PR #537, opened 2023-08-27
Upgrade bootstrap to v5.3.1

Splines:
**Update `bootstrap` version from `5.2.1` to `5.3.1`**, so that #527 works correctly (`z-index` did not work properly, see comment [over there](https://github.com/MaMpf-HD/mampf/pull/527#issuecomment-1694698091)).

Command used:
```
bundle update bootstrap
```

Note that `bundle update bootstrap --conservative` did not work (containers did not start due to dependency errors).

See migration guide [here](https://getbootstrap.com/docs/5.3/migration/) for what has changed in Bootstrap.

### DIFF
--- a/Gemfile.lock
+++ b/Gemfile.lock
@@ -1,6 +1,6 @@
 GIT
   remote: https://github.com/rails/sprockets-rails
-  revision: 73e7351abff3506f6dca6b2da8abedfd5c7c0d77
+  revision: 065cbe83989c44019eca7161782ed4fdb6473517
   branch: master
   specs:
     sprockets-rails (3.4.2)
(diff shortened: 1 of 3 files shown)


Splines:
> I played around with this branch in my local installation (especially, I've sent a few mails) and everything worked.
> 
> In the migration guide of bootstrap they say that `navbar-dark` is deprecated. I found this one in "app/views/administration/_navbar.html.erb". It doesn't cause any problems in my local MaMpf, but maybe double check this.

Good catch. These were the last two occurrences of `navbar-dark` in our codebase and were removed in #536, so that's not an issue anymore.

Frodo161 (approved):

:::::

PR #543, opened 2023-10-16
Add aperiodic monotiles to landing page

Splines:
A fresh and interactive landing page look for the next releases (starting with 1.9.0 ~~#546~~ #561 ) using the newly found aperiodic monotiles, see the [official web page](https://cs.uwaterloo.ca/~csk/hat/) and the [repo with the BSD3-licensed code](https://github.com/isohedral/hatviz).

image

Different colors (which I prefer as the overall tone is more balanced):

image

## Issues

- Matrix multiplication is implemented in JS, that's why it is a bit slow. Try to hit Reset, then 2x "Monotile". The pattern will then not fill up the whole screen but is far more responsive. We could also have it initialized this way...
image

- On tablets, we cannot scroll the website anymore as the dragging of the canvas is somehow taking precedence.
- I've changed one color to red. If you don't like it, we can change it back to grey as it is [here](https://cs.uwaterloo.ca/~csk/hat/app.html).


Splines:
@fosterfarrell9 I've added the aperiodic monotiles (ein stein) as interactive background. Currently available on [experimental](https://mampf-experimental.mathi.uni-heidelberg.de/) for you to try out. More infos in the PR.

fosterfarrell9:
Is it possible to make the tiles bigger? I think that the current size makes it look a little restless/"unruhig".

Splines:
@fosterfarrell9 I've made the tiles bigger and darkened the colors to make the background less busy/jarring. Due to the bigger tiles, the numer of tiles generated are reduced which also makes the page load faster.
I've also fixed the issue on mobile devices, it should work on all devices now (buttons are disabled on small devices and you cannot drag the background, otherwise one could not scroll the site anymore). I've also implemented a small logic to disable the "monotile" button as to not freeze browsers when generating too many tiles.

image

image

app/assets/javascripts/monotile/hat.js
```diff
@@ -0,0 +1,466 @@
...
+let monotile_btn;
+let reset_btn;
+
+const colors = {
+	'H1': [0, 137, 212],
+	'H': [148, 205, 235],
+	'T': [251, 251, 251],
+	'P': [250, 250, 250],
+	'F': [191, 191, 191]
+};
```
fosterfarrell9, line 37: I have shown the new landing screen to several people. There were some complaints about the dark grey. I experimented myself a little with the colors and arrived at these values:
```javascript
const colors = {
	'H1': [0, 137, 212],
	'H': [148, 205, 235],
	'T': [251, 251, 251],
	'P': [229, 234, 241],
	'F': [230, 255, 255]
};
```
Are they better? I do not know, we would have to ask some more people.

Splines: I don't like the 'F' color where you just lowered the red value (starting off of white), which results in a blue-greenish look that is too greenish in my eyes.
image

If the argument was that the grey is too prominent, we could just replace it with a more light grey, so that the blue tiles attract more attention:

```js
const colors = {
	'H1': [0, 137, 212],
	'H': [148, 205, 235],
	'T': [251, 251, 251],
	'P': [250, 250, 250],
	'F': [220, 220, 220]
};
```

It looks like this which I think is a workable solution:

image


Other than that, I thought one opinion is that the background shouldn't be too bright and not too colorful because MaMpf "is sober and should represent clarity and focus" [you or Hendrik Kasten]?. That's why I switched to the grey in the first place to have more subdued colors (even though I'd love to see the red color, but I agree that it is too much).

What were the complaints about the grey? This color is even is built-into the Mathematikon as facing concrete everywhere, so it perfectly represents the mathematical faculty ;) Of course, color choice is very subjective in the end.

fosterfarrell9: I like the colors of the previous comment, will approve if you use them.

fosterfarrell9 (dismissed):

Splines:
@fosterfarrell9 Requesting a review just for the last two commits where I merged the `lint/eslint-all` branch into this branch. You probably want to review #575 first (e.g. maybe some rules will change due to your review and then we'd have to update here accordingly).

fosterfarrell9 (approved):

:::::

## Task goal
With the line holding "It looks like" as the first and the line holding "What were the" as the last, set down that range of the entries above exactly, and nothing else.

## Solution
It looks like this which I think is a workable solution:

image


Other than that, I thought one opinion is that the background shouldn't be too bright and not too colorful because MaMpf "is sober and should represent clarity and focus" [you or Hendrik Kasten]?. That's why I switched to the grey in the first place to have more subdued colors (even though I'd love to see the red color, but I agree that it is too much).

What were the complaints about the grey? This color is even is built-into the Mathematikon as facing concrete everywhere, so it perfectly represents the mathematical faculty ;) Of course, color choice is very subjective in the end.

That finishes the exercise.